§ **Problem**:
Filter the data below, keeping only lines that contain "configurations".

─── Input ───

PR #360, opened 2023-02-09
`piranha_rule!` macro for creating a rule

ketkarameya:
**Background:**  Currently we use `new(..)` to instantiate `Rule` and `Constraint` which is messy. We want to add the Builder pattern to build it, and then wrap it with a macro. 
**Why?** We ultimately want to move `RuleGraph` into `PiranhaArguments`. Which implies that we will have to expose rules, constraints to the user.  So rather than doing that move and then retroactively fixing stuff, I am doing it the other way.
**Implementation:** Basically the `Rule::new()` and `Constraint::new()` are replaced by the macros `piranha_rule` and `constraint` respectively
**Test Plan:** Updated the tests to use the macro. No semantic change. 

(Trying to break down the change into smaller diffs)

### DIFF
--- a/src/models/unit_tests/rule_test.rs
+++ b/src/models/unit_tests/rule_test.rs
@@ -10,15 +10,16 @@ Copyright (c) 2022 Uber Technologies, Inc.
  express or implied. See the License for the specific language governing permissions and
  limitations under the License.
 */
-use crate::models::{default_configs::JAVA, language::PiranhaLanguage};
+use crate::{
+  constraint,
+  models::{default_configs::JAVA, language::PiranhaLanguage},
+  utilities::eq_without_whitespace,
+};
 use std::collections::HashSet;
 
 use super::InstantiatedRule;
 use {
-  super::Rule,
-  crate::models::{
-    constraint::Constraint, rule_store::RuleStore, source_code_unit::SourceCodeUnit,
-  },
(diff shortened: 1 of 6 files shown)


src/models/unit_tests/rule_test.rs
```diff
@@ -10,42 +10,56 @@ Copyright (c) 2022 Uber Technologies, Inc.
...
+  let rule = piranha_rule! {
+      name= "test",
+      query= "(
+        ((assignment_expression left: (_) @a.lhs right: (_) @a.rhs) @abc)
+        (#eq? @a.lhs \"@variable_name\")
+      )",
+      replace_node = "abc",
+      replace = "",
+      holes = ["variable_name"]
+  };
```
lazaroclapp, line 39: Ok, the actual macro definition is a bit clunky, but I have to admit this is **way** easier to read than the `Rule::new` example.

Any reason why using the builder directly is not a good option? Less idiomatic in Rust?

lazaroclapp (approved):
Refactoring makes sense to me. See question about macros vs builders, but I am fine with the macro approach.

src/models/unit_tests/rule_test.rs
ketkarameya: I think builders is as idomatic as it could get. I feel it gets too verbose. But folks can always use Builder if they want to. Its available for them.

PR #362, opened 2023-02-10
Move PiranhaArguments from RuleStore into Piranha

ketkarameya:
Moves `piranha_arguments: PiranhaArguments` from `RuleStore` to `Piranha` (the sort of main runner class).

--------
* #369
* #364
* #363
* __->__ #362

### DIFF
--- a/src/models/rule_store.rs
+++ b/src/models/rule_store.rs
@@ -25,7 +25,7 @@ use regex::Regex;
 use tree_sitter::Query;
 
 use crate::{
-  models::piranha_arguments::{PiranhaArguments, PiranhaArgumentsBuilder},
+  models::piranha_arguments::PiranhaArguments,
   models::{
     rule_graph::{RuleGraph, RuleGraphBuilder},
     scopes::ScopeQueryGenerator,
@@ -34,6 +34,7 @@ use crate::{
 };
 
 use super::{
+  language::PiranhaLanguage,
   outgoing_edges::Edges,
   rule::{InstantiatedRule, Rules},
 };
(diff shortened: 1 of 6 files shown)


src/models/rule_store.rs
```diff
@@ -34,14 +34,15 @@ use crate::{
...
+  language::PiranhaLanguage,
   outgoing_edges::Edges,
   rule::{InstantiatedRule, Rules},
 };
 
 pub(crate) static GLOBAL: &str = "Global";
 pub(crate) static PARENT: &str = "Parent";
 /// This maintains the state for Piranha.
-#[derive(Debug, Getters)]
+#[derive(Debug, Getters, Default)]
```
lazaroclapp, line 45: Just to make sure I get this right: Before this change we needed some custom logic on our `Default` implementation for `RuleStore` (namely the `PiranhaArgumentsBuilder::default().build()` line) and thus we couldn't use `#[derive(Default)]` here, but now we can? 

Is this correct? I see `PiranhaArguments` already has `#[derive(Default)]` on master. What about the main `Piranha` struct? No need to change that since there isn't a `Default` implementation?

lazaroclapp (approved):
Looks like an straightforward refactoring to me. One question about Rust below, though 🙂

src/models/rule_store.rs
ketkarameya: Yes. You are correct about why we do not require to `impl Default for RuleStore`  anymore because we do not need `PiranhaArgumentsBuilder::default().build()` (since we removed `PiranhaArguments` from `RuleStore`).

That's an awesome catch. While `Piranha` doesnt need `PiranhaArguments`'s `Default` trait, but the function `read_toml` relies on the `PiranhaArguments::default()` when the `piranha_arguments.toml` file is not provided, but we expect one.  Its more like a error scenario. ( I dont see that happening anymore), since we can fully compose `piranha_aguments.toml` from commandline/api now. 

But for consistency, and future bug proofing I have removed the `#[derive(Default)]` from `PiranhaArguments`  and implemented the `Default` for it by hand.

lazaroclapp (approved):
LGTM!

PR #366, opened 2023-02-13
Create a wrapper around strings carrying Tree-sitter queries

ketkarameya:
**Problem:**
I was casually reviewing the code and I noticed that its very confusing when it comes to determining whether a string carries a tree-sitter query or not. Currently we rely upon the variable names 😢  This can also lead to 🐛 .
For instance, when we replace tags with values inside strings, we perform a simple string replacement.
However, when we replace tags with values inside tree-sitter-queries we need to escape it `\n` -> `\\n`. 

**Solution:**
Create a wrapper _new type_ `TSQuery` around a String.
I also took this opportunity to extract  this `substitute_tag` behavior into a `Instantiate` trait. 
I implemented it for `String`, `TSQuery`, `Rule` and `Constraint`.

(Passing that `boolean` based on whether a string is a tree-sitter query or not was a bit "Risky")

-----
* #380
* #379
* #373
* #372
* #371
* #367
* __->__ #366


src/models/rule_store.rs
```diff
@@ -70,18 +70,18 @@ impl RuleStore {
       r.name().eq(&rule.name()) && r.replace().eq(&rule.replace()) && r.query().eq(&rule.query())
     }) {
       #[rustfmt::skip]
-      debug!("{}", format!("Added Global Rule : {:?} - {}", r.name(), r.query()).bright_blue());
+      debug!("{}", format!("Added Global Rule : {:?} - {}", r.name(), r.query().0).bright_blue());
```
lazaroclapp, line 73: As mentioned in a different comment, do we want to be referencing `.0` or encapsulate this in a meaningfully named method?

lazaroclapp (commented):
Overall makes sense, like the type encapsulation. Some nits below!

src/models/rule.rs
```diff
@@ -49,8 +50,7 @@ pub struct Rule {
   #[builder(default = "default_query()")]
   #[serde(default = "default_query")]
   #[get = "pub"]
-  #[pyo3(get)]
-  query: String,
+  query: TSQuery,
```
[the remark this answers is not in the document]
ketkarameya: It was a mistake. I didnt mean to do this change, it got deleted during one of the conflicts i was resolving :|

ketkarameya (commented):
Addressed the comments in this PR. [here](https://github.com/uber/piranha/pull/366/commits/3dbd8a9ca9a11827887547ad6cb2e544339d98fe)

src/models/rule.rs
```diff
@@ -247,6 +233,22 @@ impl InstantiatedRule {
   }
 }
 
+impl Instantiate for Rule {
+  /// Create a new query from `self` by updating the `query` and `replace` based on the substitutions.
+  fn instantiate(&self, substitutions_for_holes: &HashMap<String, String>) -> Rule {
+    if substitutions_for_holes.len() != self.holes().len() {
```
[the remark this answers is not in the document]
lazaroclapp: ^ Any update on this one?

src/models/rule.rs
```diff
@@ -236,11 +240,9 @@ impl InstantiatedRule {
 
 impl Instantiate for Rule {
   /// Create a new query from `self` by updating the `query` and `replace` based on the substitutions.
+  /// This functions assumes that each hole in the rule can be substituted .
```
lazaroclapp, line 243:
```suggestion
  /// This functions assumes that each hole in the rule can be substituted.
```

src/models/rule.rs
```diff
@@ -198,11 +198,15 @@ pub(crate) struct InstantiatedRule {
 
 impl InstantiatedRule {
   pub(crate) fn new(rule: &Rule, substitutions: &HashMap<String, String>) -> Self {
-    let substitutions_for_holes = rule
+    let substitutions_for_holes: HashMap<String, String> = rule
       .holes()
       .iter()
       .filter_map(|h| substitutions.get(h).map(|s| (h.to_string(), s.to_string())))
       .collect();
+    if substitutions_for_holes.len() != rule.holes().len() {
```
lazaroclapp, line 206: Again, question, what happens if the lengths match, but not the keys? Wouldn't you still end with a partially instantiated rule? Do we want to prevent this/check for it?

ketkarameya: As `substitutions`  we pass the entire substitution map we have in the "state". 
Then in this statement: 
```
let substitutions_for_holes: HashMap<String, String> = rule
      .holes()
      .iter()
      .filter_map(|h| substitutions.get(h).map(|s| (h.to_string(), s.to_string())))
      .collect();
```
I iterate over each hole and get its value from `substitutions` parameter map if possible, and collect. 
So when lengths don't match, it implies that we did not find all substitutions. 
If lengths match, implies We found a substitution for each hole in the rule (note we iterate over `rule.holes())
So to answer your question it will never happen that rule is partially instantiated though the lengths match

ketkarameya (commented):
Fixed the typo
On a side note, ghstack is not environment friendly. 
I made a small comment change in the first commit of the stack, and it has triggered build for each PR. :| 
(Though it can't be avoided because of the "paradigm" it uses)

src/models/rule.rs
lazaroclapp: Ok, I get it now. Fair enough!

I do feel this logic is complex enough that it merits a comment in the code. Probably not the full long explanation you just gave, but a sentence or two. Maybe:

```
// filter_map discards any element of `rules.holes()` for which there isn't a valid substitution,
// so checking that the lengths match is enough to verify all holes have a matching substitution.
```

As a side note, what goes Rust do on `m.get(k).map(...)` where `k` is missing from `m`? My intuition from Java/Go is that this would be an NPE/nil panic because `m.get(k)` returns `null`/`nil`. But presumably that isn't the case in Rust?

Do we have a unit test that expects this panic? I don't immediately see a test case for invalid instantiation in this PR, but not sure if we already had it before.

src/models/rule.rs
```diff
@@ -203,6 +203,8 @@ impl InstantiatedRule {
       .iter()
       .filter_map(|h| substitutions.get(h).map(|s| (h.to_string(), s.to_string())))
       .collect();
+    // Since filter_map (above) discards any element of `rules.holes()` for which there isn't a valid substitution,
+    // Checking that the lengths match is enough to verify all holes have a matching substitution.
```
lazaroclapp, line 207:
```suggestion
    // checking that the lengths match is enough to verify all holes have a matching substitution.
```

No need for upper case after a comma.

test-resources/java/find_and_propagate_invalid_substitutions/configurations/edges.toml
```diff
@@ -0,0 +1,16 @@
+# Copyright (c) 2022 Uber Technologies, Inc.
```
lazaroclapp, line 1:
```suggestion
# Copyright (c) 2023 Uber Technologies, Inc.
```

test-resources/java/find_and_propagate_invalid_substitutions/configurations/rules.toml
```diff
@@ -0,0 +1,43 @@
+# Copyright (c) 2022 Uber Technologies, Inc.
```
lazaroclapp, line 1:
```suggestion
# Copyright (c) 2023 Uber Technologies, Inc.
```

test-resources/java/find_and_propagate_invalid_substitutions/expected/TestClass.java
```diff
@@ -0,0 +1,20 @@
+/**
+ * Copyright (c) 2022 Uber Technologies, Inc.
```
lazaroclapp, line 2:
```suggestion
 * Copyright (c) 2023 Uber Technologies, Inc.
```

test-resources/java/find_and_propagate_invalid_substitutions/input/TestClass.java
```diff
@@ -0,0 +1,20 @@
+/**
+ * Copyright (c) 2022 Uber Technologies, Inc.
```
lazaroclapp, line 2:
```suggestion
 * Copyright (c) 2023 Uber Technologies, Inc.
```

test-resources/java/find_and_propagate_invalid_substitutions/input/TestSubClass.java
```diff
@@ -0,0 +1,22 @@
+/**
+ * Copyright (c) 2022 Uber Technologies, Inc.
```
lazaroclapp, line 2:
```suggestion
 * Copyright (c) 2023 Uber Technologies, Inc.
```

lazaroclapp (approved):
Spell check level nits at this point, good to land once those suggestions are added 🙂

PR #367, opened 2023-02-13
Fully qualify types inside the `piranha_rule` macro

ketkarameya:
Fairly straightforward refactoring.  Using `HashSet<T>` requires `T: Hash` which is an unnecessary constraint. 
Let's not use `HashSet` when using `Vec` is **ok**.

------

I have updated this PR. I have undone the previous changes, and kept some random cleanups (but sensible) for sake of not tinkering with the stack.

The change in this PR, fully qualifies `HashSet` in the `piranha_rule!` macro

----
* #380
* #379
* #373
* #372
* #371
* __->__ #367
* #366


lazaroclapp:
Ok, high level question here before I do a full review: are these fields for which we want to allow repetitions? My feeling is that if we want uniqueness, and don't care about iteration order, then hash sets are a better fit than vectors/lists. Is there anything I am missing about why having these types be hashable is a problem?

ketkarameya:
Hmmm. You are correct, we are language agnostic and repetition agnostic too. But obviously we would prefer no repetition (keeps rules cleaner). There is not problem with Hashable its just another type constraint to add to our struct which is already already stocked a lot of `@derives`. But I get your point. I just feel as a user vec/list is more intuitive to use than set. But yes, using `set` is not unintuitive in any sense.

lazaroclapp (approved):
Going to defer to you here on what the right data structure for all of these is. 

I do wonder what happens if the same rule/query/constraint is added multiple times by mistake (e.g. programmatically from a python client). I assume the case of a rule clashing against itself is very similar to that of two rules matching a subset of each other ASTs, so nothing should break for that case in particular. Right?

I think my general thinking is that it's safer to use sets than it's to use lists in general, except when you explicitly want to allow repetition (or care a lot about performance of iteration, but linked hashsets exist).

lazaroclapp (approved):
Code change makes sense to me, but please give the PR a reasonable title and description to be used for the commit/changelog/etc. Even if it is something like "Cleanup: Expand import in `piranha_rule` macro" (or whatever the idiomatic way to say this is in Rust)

───

§ **Answer to this exercise**:
test-resources/java/find_and_propagate_invalid_substitutions/configurations/edges.toml
test-resources/java/find_and_propagate_invalid_substitutions/configurations/rules.toml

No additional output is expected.